# accented upper case, accents on capitals / accents sur les majuscules, capitales accentuées



## Nocciolina

*Moderator note:* multiple threads merged to create this one.
If you are wondering how to go about typing accents on capital letters, please see our sticky.

Hello,

 le Canada et les Etats-Unis

I remember, from when I was studying French at school, being told upper case letters do not take accents but I frequently see États-Unis, so which is it to be?

thanks!


----------



## Benjy

we had a discussion on this recently. the "best" style is to mettre les accents but you have the choice so as to speak.


----------



## la grive solitaire

Benjy said:
			
		

> we had a discussion on this recently


I think that it might be here.


----------



## Agnès E.

It is correct! it is even strongly advised... 
See one of the stickies at the top of the French-English forum's main page; you will find all the necessary typing codes to be used.


----------



## Gil

May I mention that the Académie française agrees with Agnès E.

An extract is cited below.  Read the complete statement here: http://www.academie-francaise.fr/langue/questions.html#accentuation


> Quant à l’utilisation des accents sur les majuscules, il est malheureusement manifeste que l’usage est flottant. [...] Il convient cependant d’observer qu’en français, l’accent a pleine valeur orthographique. Son absence ralentit la lecture, fait hésiter sur la prononciation, et peut même induire en erreur. On veille donc, en bonne typographie, à utiliser systématiquement les capitales accentuées, y compris la préposition À, comme le font bien sûr tous les dictionnaires [...]

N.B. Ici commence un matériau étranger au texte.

PR #786, opened 2022-05-18
CreateFile#identical? fixed for files containing multi-byte UTF-8 codepoints

tomclose:
🌈

Currently if you regenerate a file that contains a multi-byte UTF-8 codepoint (such as €) the file will falsely be identified as having changed. This PR adds a test to the create_file_spec to identify the problem, and then fixes the problem.

The change is the same as in https://github.com/rails/thor/pull/656, but that PR seems to have languished unmerged for just over 3yrs. I'm hoping the testing approach in the PR will address the previous objections so that the change can be merged.

### DIFF
--- a/lib/thor/actions/create_file.rb
+++ b/lib/thor/actions/create_file.rb
@@ -43,7 +43,7 @@ class Thor
       # Boolean:: true if it is identical, false otherwise.
       #
       def identical?
-        exists? && File.binread(destination) == render
+        exists? && File.binread(destination) == String.new(render).force_encoding("ASCII-8BIT")
       end
 
       # Holds the content to be added to the file.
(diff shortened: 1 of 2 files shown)


lib/thor/actions/create_file.rb
```diff
@@ -43,7 +43,7 @@ def initialize(base, destination, data, config = {})
       # Boolean:: true if it is identical, false otherwise.
       #
       def identical?
-        exists? && File.binread(destination) == render
+        exists? && File.binread(destination) == String.new(render).force_encoding("ASCII-8BIT")
```
dorner, line 46: I'd add a comment here indicating that `binread` defaults to this encoding to explain why this works.

dorner (commented):
Added one comment. Otherwise I like this!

So does the _Office québecoise de la langue française_, here in the BDL.


----------



## timpeac

Gil said:
			
		

> May I mention that the Académie française agrees with Agnes E
> 
> http://www.academie-francaise.fr/langue/questions.html#accentuation


 
Contrary to the apparent preferences of you natives, I had always preferred the look of the capital letters without accents. Having read this thread, [...], I was rather disheartened but the fact that all these people whose opinion I value preferred their addition - thinking I would have to start putting accents on capitals as necessary.

However, now I know that the académie française prefers accents to be added it is with a clear and easy, nay, happy mind that I will go on not adding them! (the decision not to capitalise "académie", however, was entirely my own! )


----------



## somody

Je ne sais pas si c'est vrai ou faux, mais mon professeur a dit qu'il ne faut pas mettre des accents sur des lettres majuscules (au début de la phrase).  Elle a dit c'est parce que quand il y avait des presses d'imprimerie, il n'y a avait pas assez de place pour mettre les accents.

Est-ce que c'est vrai ou faux?

Merci,

Christian


----------



## geve

C'est une très bonne question ! que je continue à me poser... 
L'explication des caractères d'imprimerie semble plausible. Mais alors, maintenant que nous avons des technologies qui permettent la présence d'accent, faut-il changer notre façon d'écrire ??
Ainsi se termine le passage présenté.